Interpreting Results
Selected Variables Table
| Column | Meaning |
|---|---|
| Variable | Predictor name |
| Coefficient | Log hazard ratio (nearly unbiased with SCAD/MCP) |
| Hazard Ratio | exp(coefficient) |
Key Advantage Over LASSO
For a true coefficient of 0.8:
- LASSO might estimate 0.5 (biased downward)
- SCAD/MCP might estimate 0.78 (nearly unbiased)
This matters for hazard ratio interpretation in clinical settings. If tumor diameter truly doubles the hazard (HR = 2.0, beta = 0.69), LASSO might report HR = 1.5 while SCAD reports HR = 1.95. The SCAD estimate is more trustworthy for clinical decision-making.
SCAD vs MCP: Which to Choose?
| Criterion | SCAD | MCP |
|---|---|---|
| Bias for large effects | Very low | Very low |
| Selection aggressiveness | Moderate | More aggressive |
| Stability | Good | Slightly less stable |
| Recommended gamma | 3.7 (default) | 3.0 (default) |
| Publication standard | More established | Gaining adoption |
| Convergence | Generally reliable | Can be faster |
Practical recommendation: Start with SCAD (gamma=3.7). Switch to MCP if you want sparser selection. If both methods agree on the selected variables, you have strong evidence of a robust signal.
Common Pitfalls
Setting gamma too low for SCAD: gamma < 2.5 makes optimization unstable. Stick with the default 3.7 unless you have a specific reason to change it.
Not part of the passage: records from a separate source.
PR #285, opened 2016-04-13
Add a timeout to path binding

### LINKED ISSUE #273: linkerd should have a timeout for name resolution
If the Activity returned from `namer.bind` stays in the pending state forever, a linkerd request will hang forever.  We should add a timeout so that the request eventually fails.

adleong:
Add a configurable timeout to binding a path.  Requests will now no longer hang
forever if there is an error during binding and will instead fail with an error
message.

Fixes #273

### DIFF
--- a/linkerd/core/src/main/scala/io/buoyant/linkerd/Router.scala
+++ b/linkerd/core/src/main/scala/io/buoyant/linkerd/Router.scala
@@ -4,6 +4,7 @@ import com.fasterxml.jackson.annotation.{JsonIgnore, JsonProperty, JsonTypeInfo}
 import com.fasterxml.jackson.core.{io => _}
 import com.twitter.conversions.time._
 import com.twitter.finagle._
+import com.twitter.finagle.buoyant.DstBindingFactory
 import com.twitter.finagle.client.DefaultPool
 import com.twitter.finagle.service.{FailFastFactory, TimeoutFilter}
 import com.twitter.util.Closable
@@ -122,13 +123,21 @@ trait RouterConfig {
   def interpreter: InterpreterConfig =
     _interpreter.getOrElse(defaultInterpreter)
 
+  @JsonProperty("bindingTimeoutMs")
+  var _bindingTimeoutMs: Option[Int] = None
+
+  @JsonIgnore
+  def bindingTimeout = _bindingTimeoutMs.map(_.millis).getOrElse(10.seconds)
+
   @JsonIgnore
   def routerParams = Stack.Params.empty
     .maybeWith(baseDtab.map(dtab => RoutingFactory.BaseDtab(() => dtab)))
     .maybeWith(failFast.map(FailFastFactory.FailFast(_)))
     .maybeWith(timeoutMs.map(timeout => TimeoutFilter.Param(timeout.millis)))
     .maybeWith(dstPrefix.map(pfx => RoutingFactory.DstPrefix(Path.read(pfx))))
-    .maybeWith(client.map(_.clientParams)) + param.Label(label)
+    .maybeWith(client.map(_.clientParams)) +
+    param.Label(label) +
+    DstBindingFactory.BindingTimeout(bindingTimeout)
 
   @JsonIgnore
   def router(params: Stack.Params): Router = {
--- a/router/core/src/main/scala/com/twitter/finagle/buoyant/DstBindingFactory.scala
+++ b/router/core/src/main/scala/com/twitter/finagle/buoyant/DstBindingFactory.scala
@@ -1,8 +1,9 @@
 package com.twitter.finagle.buoyant
 
-import com.twitter.finagle.{NoStacktrace => _, _}
 import com.twitter.finagle.naming._
 import com.twitter.finagle.stats.{DefaultStatsReceiver, StatsReceiver}
+import com.twitter.finagle.util.DefaultTimer
+import com.twitter.finagle.{NoStacktrace => _, _}
 import com.twitter.logging.Logger
 import com.twitter.util._
 import java.util.concurrent.atomic.AtomicReference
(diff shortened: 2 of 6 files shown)


siggy:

Comparing SCAD/MCP coefficients directly to LASSO: SCAD/MCP coefficients are less biased. A SCAD coefficient of 0.8 is not “bigger” than a LASSO coefficient of 0.5 for the same variable – the LASSO version is just more shrunk.
Not reporting the penalty type: Always specify whether you used SCAD or MCP, along with the gamma value and lambda selection method.
Using SCAD/MCP for very high dimensional data (p >> 10n): In extremely high-dimensional settings, LASSO or Elastic Net may be more stable. SCAD/MCP work best when p is moderately large relative to n.
Ignoring the suitability assessment: The traffic-light report is there for a reason. A red flag on multicollinearity or sample size means the selected model may not be trustworthy. Consider the suggested remedies (reduce covariates, use elastic net mixing, increase sample size).
Post-selection inference: Coefficients from SCAD/MCP are selected coefficients. Standard confidence intervals and p-values from a refit Cox model on the selected variables are not valid for inference because the selection step was not accounted for. If formal inference is needed, consider methods such as selective inference (Lee et al., 2016) or sample splitting. The coefficients reported here are appropriate for prediction and variable ranking, but should not be interpreted as confirmed causal effects without further validation.
Related ClinicoPath Functions
| Function | Use When |
|---|---|
LASSO Cox (lassocox) |
Standard LASSO with suitability assessment |
Adaptive LASSO (adaptivelasso) |
Two-stage adaptive weights approach |
High-Dimensional Cox (highdimcox) |
Multiple regularization methods unified |
PLS Cox (plscox) |
Dimensionality reduction for very high p |
| Multivariable Survival | Standard Cox, no regularization needed |
References
- Fan J, Li R. Variable selection via nonconcave penalized likelihood and its oracle properties. J Am Stat Assoc. 2001;96(456):1348-1360.
- Zhang CH. Nearly unbiased variable selection under minimax concave penalty. Ann Stat. 2010;38(2):894-942.
- Breheny P, Huang J. Coordinate descent algorithms for nonconvex penalized regression, with applications to biological feature selection. Ann Appl Stat. 2011;5(1):232-253.
- Fan J, Li R. Variable selection for Cox’s proportional hazards model and frailty model. Ann Stat. 2002;30(1):74-99.
- Lee JD, Sun DL, Sun Y, Taylor JE. Exact post-selection inference, with application to the lasso. Ann Stat. 2016;44(3):907-927.